Kate Handley has refused offers of goodwill from Asda in St Martin’s Quarter after she said a cafe worker “laughed in her face” when she told him that her five-year-old was autistic.

Miss Handley, of Birch Avenue, Tolladine, was having lunch in the cafe on Monday December 9 with her three children – Calum, 12, Oliver, five, and Archie, 11 months – when she went to change her baby’s nappy.

While she was walking towards the bathroom, Oliver was following a few steps behind.

She said: “All I heard was somebody shouting and I turned round and saw my son had dropped a small piece of litter – a cookie wrapper out of Asda’s lunchbox range.

“And when I saw that he had done that I said I was sorry, and went to pick it up.
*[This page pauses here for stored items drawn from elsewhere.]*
PR #51, opened 2021-12-07
PYI-412: Create new ipv-session endpoint

dannyhayes-gds:
Co-authored-by: Tal Nagra <tal.nagra@digital.cabinet-office.gov.uk>

### What changed
Create new IpvSession lambda to initialise an ipvSession.
Add new terraform resources to create the aws api gateway endpoint.
Add new terraform resources to create new DynamoDB table to store the ipv-session

### Why did it change
To be used by core front to initialise a session with core-back.

### Issue tracking

- [PYI-412](https://govukverify.atlassian.net/browse/PYI-412)

### DIFF
--- a/src/main/java/uk/gov/di/ipv/service/IpvSessionService.java
+++ b/src/main/java/uk/gov/di/ipv/service/IpvSessionService.java
@@ -1,0 +1,32 @@
+package uk.gov.di.ipv.service;
+
+import uk.gov.di.ipv.persistence.DataStore;
+import uk.gov.di.ipv.persistence.item.IpvSessionItem;
+
+import java.time.Instant;
+import java.util.UUID;
+
+public class IpvSessionService {
+
+    private final DataStore<IpvSessionItem> dataStore;
+    private final ConfigurationService configurationService;
+
+    public IpvSessionService() {
+        this.configurationService = ConfigurationService.getInstance();
+        dataStore = new DataStore<>(configurationService.getIpvSessionTableName(), IpvSessionItem.class);
+    }
+
+    public IpvSessionService(DataStore<IpvSessionItem> dataStore, ConfigurationService configurationService) {
+        this.dataStore = dataStore;
+        this.configurationService = configurationService;
+    }
+
+    public IpvSessionItem generateIpvSession() {
+        IpvSessionItem ipvSessionItem = new IpvSessionItem();
+        ipvSessionItem.setIpvSessionId(UUID.randomUUID().toString());
+        ipvSessionItem.setCreationDateTime(Instant.now().toString());
+        dataStore.create(ipvSessionItem);
+
+        return ipvSessionItem;
+    }
+}
--- a/src/main/java/uk/gov/di/ipv/service/IpvSessionService.java
+++ b/src/main/java/uk/gov/di/ipv/service/IpvSessionService.java
@@ -21,12 +21,12 @@ public class IpvSessionService {
         this.configurationService = configurationService;
     }
 
-    public IpvSessionItem generateIpvSession() {
+    public String generateIpvSession() {
         IpvSessionItem ipvSessionItem = new IpvSessionItem();
         ipvSessionItem.setIpvSessionId(UUID.randomUUID().toString());
         ipvSessionItem.setCreationDateTime(Instant.now().toString());
         dataStore.create(ipvSessionItem);
 
-        return ipvSessionItem;
+        return ipvSessionItem.getIpvSessionId();
     }
 }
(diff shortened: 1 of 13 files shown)


src/test/java/uk/gov/di/ipv/lambda/IpvSessionHandlerTest.java
```diff
@@ -0,0 +1,62 @@
...
+
+        APIGatewayProxyRequestEvent event = new APIGatewayProxyRequestEvent();
+        String requestBody = "userId=" + testUserId;
+        event.setBody(requestBody);
+
+        APIGatewayProxyResponseEvent response = ipvSessionHandler.handleRequest(event, mockContext);
+
+        Map<String, Object> responseBody = objectMapper.readValue(response.getBody(), Map.class);
+
+        assertEquals(200, response.getStatusCode());
```
tal-nagra: The 200 can be replaced with an appropriate constant from the nimbus jar

src/main/java/uk/gov/di/ipv/service/IpvSessionService.java
```diff
@@ -0,0 +1,32 @@
...
+        this.configurationService = ConfigurationService.getInstance();
+        dataStore = new DataStore<>(configurationService.getIpvSessionTableName(), IpvSessionItem.class);
+    }
+
+    public IpvSessionService(DataStore<IpvSessionItem> dataStore, ConfigurationService configurationService) {
+        this.dataStore = dataStore;
+        this.configurationService = configurationService;
+    }
+
+    public IpvSessionItem generateIpvSession() {
```
tal-nagra: Thus far we haven't exposed the *Item classes beyond the service layer.
At this stage it's probably best to just return a string or UUID containing the ipv session id unless the session creation date time is needed by core-front. 
In which case it would be worth creating a separate class in the domain package to return from the service. So that the *Item classes have a single responsibility of facilitation reading/writing to the database and the *Handler classes don't have knowledge of the *Item classes

src/test/java/uk/gov/di/ipv/service/IpvSessionServiceTest.java
```diff
@@ -0,0 +1,48 @@
...
+
+import static org.junit.jupiter.api.Assertions.assertEquals;
+import static org.junit.jupiter.api.Assertions.assertNotNull;
+import static org.mockito.Mockito.verify;
+
+@ExtendWith(MockitoExtension.class)
+class IpvSessionServiceTest {
+
+    @Mock
+    DataStore<IpvSessionItem> mockDataStore;
```
tal-nagra: add `private` access modifier

src/test/java/uk/gov/di/ipv/service/IpvSessionServiceTest.java
```diff
@@ -0,0 +1,48 @@
...
+
+    @Mock
+    ConfigurationService mockConfigurationService;
```
tal-nagra: add `private` access modifier

terraform/lambda/ipv-session.tf
```diff
@@ -0,0 +1,17 @@
...
+  source      = "../modules/endpoint"
+  environment = var.environment
+
+  rest_api_id            = aws_api_gateway_rest_api.ipv_internal.id
+  rest_api_execution_arn = aws_api_gateway_rest_api.ipv_internal.execution_arn
+  root_resource_id       = aws_api_gateway_rest_api.ipv_internal.root_resource_id
+  http_method            = "POST"
+  path_part              = "ipv-session"
+  handler                = "uk.gov.di.ipv.lambda.IpvSessionHandler::handleRequest"
+  function_name          = "${var.environment}-create-ipv-session"
```
tal-nagra, line 11: I think this PR also needs the amend we made to the bash script to deploy the new lambda function to localstack ?

tal-nagra (changes requested):

terraform/lambda/ipv-session.tf
dannyhayes-gds: That will be a separate PR within the localstartup repo

src/main/java/uk/gov/di/ipv/service/IpvSessionService.java
dannyhayes-gds: Ah yeah good shout. Not 100% sure if the full session object will be needed for core-front. Most likely not as I think it will just be using the ipvSessionId and passing it around in a header. I'll change to just return the id field.

src/test/java/uk/gov/di/ipv/lambda/IpvSessionHandlerTest.java
dannyhayes-gds: I've found the tests to be a bit clearer by specifying the specific number code, but thats more just a personal preference so I don't mind swapping this around.

tal-nagra (approved):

“The member of staff gritted his teeth and said Oli had just dropped it. I apologised again and he snatched it up and slammed it in the bin.”

After she had seated her children she went to speak to the member of staff.

She said she explained that Oliver was autistic and found it difficult in supermarkets and that she was not happy with how he spoke to her son.

“He just glared at me and said Oli was unsupervised and that he couldn’t have old people tripping on litter.

“I said I understood that but I apologised twice which he ignored, and then said he’s not naughty, he has a disability, and he laughed in my face.”

The store offered her a £5 goodwill voucher and Oliver his choice of toy but she refused and said she wanted a written apology and better training for staff so they could deal better with people who have disabilities.

A spokesman for Asda said the member of staff had to replace four meals for other people in the restaurant as the children were throwing food, and that although there was no CCTV in the cafe there was in the store itself and the children were seen unsupervised in the toy and DVD aisles.

He added: “We’d hate to upset anyone who visits our store. We’ve given Miss Handley a £5 gesture of goodwill and also offered her son a toy from the store. If she would like to get in touch with us again we’re more than happy to talk this through with her.”

Miss Handley denied that her children were throwing food and has written to the store management.